START Exercise data

PR #5636, opened 2026-06-18
fix(rsx): `quote_spanned!` -> `quote!`. Resolves clippy::useless_format lints.

### LINKED ISSUE #5635: Nightly clippy emits `clippy::useless_format` for bare interpolations in dev builds.
**Problem**

`rust-clippy` [PR#17060](https://github.com/rust-lang/rust-clippy/pull/17060) fixed a false-negative for `clippy::useless_format` by changing how it resolves a `format!` call's context inside macros. 

In dev builds, this hits `ifmt.rs`'s [simple expression block](https://github.com/DioxusLabs/dioxus/blob/b00ff7525901984f3a07fa5cfa175b537b64630b/packages/rsx/src/ifmt.rs#L231) where `quote_spanned! { raw.span() => ::std::format!(#raw) }` gives the generated `format!` the user's source span. As a result, the format call is analyzed as the user's code rather than belonging to the macro expansion.

**Steps To Reproduce**

- Create a bare interpolation element.
```rust
pub fn clippy_render(label: &str) -> Element {
    rsx! {
        span { "{label}" }
    }
}
```
- Run `cargo +nightly clippy` and notice the lint fires.
- Run `cargo +nightly clippy --release` and notice the lint doesn't fire.

**Expected behavior**

Clean `cargo clippy`

**Environment:**

- Dioxus version:  v0.7.9
- Rust version:    rustc 1.98.0-nightly (9e2abe0c6 2026-06-16), should hit on any nightly since 2026-05-30
- OS info:         Linux (7.0.11-arch1-1)
- App platform:   Web

**Questionnaire**

scottfones:
## Problem

`ifmt.rs`'s `is_simple_expr` path emits `format!` with `quote_spanned! { raw.span() => ... }`, giving the call the user's source span. After rust-lang/rust-clippy#17060 , `useless_format` resolves a `format!`'s macro context from its span, so clippy isn't aware of the call's macro-generated context.

## Fix

Using `quote!` gives it the macro's span instead, so clippy treats it as part of the `rsx!` expansion and ignores it.

The `#raw` literal keeps its source span, so rust-analyzer is unaffected.

## Verification

Confirmed: clippy no longer lints bare interpolations as before.

Confirmed rust-analyzer functionality in-editor: renaming a variable still rewrites its `"{var}"` inside `rsx!`.

Fixes #5635

### DIFF
--- a/packages/rsx/src/ifmt.rs
+++ b/packages/rsx/src/ifmt.rs
@@ -230,7 +230,7 @@ impl ToTokens for IfmtInput {
         // If the segments are not complex exprs, we can just use format! directly to take advantage of RA rename/expansion
         if self.is_simple_expr() {
             let raw = &self.source;
-            return quote_spanned! { raw.span() => ::std::format!(#raw) }.to_tokens(tokens);
+            return quote! { ::std::format!(#raw) }.to_tokens(tokens);
         }
 
         // build format_literal


ealmloff:
We forward the span to help rust analyzers highlighting/rename functionality. We should keep the span and `#[allow(clippy::useless_format)]` instead so we get both the rust analyzer features and no clippy warning

scottfones:
Thanks for the quick feedback @ealmloff !

I saw the comment about the RA functionality and wanted to maintain that with the fix. I did test that highlighting and renaming work. My understanding is that the interpolated `#raw` literal will keep its own source span with `quote!`.

Here's the code I'm testing on:

```rust
use dioxus::prelude::*;

pub fn render(renamed: &str) -> Element {
    rsx! {
        span { "{renamed}" }
    }
}
```

Here, `renamed` is an artifact of the renaming test.  Querying rust analyzer for references returns: `[[3, 14], [5, 17]]`, which matches the parameter definition and the reference inside the `rsx!` block.

I also tested a `format!` error with `{x}`. That pointed back to the user source (identical to using `quote_spanned!`).

I'm happy to go with the allow attribute if you still prefer that.

scottfones:
I've updated the commit, which should fix the CI. 

The first commit was a hybrid of the original code and my fix; I messed up when I was cleaning up my edits. I left the `raw.span() =>` from the `quote_spanned!`, which is no longer necessary. 

The corrected line is `return quote! { ::std::format!(#raw) }.to_tokens(tokens);`

Sorry for the mix up.

PR #5641, opened 2026-06-20
fix(manganis): support 32-bit Android targets in JNI callback

### LINKED ISSUE #5637: Support for the armv7-linux-androideabi target was dropped starting with Dioxus 0.7.4
**Problem**

Up to Dioxus 0.7.3, building and running on 32-bit Android targets worked correctly. Starting with 0.7.4, the following compilation error is emitted:

```
   2.418s  INFO  error: Only 64-bit Android targets are supported
   --> /Users/a13400/.cargo/registry/src/index.crates.io-1949cf8c6b5b557f/manganis-0.7.9/src/android/callback.rs:122:5
    |
122 |     compile_error!("Only 64-bit Android targets are supported");
    |     ^^^^^^^^^^^^^^^^^^^^^^^^^^^^^^^^^^^^^^^^^^^^^^^^^^^^^^^^^^^
```

This check was introduced in #4842.

While 32-bit Android is largely obsolete on smartphones, it is still actively used on devices such as Sony Android TVs and various Android-based set-top boxes (STBs). I would appreciate continued support for this target.

In my case, support for 32-bit Android is a hard requirement, so I am currently unable to upgrade beyond Dioxus 0.7.3.

**Steps To Reproduce**

- `dx bundle --android --release --target armv7-linux-androideabi`

**Expected behavior**

The project should build successfully for 32-bit Android targets (armv7-linux-androideabi), as it did prior to Dioxus 0.7.4.

**Environment:**

- Dioxus version: 0.7.9
- Rust version: 1.93.1
- OS: macOS
- App platform: Android

**Questionnaire**

costajohnt:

END Exercise data

Activity →
Look through the entries above; copy each line where the string "cargo" appears.

Reply to the task →
- Run `cargo +nightly clippy` and notice the lint fires.
- Run `cargo +nightly clippy --release` and notice the lint doesn't fire.
Clean `cargo clippy`
   --> /Users/a13400/.cargo/registry/src/index.crates.io-1949cf8c6b5b557f/manganis-0.7.9/src/android/callback.rs:122:5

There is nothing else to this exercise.